**Exercise aim**
Take the line that contains "available on all" and all lines after it, up to and including the last line of the data, and write them out exactly; nothing else belongs in the answer.

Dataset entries
Issue #241, opened 2016-04-24
Add support for non-Bourne compatible shells


rullmann:
bw will try to set env variables in a Bourne shell compatible way.
Some shells (e.g. fish) don't support this.

Error message:
<pre>
[2016-04-24 18:48:42.774322] bundlewrap: Non-zero return code (127) running 'true' on '192.168.169.30':

Unsupported use of '='. To run 'sudo' with a modified environment, please use 'env LANG=C sudo…'
fish: LANG=C sudo bash -c true
      ^
</pre>

Testing:
<pre>
> env LANG=C sudo bash -c true
> echo $status
0
> LANG=C sudo bash -c true
Unsupported use of '='. To run 'sudo' with a modified environment, please use 'env LANG=C sudo…'
</pre>

It seems like the guys from Ansible had the same issues:
https://docs.ansible.com/ansible/intro_inventory.html#list-of-behavioral-inventory-parameters

trehn:
I think this is more easily fixed by moving `LANG=C` into `-c`:

```diff
diff --git a/bundlewrap/operations.py b/bundlewrap/operations.py
index 12f0b16..1bf3753 100644
--- a/bundlewrap/operations.py
+++ b/bundlewrap/operations.py
@@ -106,7 +106,7 @@ def run(hostname, command, ignore_failure=False, add_host_keys=False, log_functi
             "-o", "PasswordAuthentication=no",
             "-o", "StrictHostKeyChecking=no" if add_host_keys else "StrictHostKeyChecking=yes",
             hostname,
-            "LANG=C sudo bash -c " + quote(command),
+            "sudo bash -c " + quote("LANG=C " + command),
         ],
         stdin=PIPE,
         stderr=stderr_fd_w,
```

This would make it impossible to reliably react to failures in `sudo` or `bash` as requested in #200. But I'm OK with that. I don't think we want to try and be compatible with multiple node shells as Ansible does. That's the whole point of invoking `bash` for everything we do.

@vain any comments?

PR #242, opened 2016-04-24
fix compatibility with fish

trehn:
see #241 for discussion

### DIFF
--- a/bundlewrap/operations.py
+++ b/bundlewrap/operations.py
@@ -106,7 +106,7 @@ def run(hostname, command, ignore_failure=False, add_host_keys=False, log_functi
             "-o", "PasswordAuthentication=no",
             "-o", "StrictHostKeyChecking=no" if add_host_keys else "StrictHostKeyChecking=yes",
             hostname,
-            "LANG=C sudo bash -c " + quote(command),
+            "sudo bash -c " + quote("LANG=C " + command),
         ],
         stdin=PIPE,
         stderr=stderr_fd_w,


vain:
This should work just fine. Haven't seen any unexpected side effects, `LANG=C` is set as before.

This raises another question: Do we actually need Bash? Maybe we should review the code and switch to a simple `sh` (in 3.0). This should help us improve non-GNU compatibility.

(Instead of simply merging this, I'll just do this: "Approved." :-) I think that model works quite well. Code review still happens, but we avoid hasty or unexpected merges.)

(And sorry for the massive delay.)

trehn:
I put `bash` in there to get a more reliable environment, just using whatever `sh` the node provides seemed a bit scary. E.g. what if /bin/sh is linked to /usr/bin/fish or something? Calling `bash` the way we do now reduces our expectations of the remote shell to "can run commands with args separated by spaces and quotes". Apparently setting env vars is already beyond the common denominator of shells.

We do not need bash for the features, I doubt we'll ever need more than env vars, `&&`, `||`, `;`, `|`, `>`, and `<`.

vain:
Invoking `/bin/sh` should reliably get you a "POSIX-compliant" shell (or something very close). If a user really symlinks `/bin/sh` to `/usr/bin/fish`, I fear for his mental health (assuming that fish has no special treatment for being invoked as `sh` -- no idea, I don't use fish). Many "portable" scripts assume `/bin/sh` to be a POSIX-ish shell. If it's not, a *lot* of things will break.

Setting env vars is *way* beyond the common denominator of shells. :) It only works that way in Korn-shell-like shells (afaik). It works differently in FreeBSD's default shell, csh, for example.

Point is, `bash` is not available on all systems, it's not even guaranteed to be available on GNU. But then again, `sudo` is not available on FreeBSD or NetBSD per default either. Maybe we can't avoid some "abstraction layer" anyway ...

Whatever. Sorry for going off-topic.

**Result of this exercise**
Point is, `bash` is not available on all systems, it's not even guaranteed to be available on GNU. But then again, `sudo` is not available on FreeBSD or NetBSD per default either. Maybe we can't avoid some "abstraction layer" anyway ...

Whatever. Sorry for going off-topic.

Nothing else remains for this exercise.